# How to complete this task:
Your answer should hold exactly the lines from the one containing "eduardoj: I don't" through the end of the material, and no others.

# Exercise material:
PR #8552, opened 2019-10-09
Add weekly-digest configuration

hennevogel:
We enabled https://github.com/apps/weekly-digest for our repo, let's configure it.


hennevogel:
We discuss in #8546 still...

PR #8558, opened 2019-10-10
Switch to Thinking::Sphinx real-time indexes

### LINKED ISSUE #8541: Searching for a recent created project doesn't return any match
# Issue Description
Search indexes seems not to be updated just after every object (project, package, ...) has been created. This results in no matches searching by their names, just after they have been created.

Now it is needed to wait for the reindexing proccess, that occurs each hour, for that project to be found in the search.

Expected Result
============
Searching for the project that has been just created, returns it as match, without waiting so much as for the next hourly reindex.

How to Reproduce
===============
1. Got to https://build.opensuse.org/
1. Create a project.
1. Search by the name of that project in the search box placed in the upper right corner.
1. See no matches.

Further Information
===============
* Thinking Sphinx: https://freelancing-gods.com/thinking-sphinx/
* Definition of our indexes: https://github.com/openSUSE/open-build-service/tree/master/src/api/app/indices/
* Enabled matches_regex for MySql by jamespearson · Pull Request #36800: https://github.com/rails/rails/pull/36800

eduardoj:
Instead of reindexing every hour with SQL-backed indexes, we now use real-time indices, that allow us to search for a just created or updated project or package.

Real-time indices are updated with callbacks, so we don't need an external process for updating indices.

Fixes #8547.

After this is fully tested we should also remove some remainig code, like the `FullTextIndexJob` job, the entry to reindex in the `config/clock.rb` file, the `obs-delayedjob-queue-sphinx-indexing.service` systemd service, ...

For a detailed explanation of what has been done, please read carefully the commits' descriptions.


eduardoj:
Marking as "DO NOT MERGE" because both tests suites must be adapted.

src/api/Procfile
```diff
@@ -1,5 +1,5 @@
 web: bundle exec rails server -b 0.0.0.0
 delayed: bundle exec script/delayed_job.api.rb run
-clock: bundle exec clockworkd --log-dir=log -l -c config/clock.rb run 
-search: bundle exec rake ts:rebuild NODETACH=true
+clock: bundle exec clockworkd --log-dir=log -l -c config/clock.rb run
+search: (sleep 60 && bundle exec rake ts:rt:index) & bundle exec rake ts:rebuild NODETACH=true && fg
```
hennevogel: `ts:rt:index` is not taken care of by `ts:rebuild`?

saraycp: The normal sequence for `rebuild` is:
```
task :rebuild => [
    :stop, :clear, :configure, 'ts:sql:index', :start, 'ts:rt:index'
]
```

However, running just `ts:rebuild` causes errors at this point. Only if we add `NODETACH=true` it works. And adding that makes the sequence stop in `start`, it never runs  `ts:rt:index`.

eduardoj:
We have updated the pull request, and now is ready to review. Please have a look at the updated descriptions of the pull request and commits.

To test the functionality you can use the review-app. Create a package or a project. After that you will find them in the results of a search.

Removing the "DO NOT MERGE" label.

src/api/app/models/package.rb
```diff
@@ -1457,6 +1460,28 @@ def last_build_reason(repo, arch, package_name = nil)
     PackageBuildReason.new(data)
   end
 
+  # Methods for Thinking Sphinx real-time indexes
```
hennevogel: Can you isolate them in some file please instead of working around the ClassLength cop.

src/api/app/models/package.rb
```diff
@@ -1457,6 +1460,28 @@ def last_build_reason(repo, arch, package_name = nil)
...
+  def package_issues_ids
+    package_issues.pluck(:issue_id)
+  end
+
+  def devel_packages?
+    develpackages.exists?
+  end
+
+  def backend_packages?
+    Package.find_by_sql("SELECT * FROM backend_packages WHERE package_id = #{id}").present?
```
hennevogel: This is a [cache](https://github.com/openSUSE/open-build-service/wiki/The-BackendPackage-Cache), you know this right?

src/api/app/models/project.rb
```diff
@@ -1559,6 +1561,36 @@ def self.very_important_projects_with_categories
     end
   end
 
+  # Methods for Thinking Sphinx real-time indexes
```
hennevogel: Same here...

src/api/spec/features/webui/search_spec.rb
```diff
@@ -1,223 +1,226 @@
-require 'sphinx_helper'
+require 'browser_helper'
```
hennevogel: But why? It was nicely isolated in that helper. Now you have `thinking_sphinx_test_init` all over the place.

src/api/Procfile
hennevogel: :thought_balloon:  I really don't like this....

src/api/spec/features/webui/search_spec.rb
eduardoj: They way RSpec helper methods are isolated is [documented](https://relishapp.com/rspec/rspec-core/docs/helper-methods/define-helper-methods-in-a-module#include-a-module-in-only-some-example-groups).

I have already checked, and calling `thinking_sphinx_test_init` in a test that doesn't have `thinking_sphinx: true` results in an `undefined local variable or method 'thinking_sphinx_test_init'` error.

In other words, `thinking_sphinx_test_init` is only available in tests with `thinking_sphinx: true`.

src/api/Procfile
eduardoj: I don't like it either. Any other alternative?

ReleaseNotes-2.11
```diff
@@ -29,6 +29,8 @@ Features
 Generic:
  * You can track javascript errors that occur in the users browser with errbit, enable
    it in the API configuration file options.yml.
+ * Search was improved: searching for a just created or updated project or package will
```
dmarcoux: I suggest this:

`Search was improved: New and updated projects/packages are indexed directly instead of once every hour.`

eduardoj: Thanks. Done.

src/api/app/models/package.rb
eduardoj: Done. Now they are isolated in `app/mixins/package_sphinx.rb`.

# Expected answer:
eduardoj: I don't like it either. Any other alternative?

ReleaseNotes-2.11
```diff
@@ -29,6 +29,8 @@ Features
 Generic:
  * You can track javascript errors that occur in the users browser with errbit, enable
    it in the API configuration file options.yml.
+ * Search was improved: searching for a just created or updated project or package will
```
dmarcoux: I suggest this:

`Search was improved: New and updated projects/packages are indexed directly instead of once every hour.`

eduardoj: Thanks. Done.

src/api/app/models/package.rb
eduardoj: Done. Now they are isolated in `app/mixins/package_sphinx.rb`.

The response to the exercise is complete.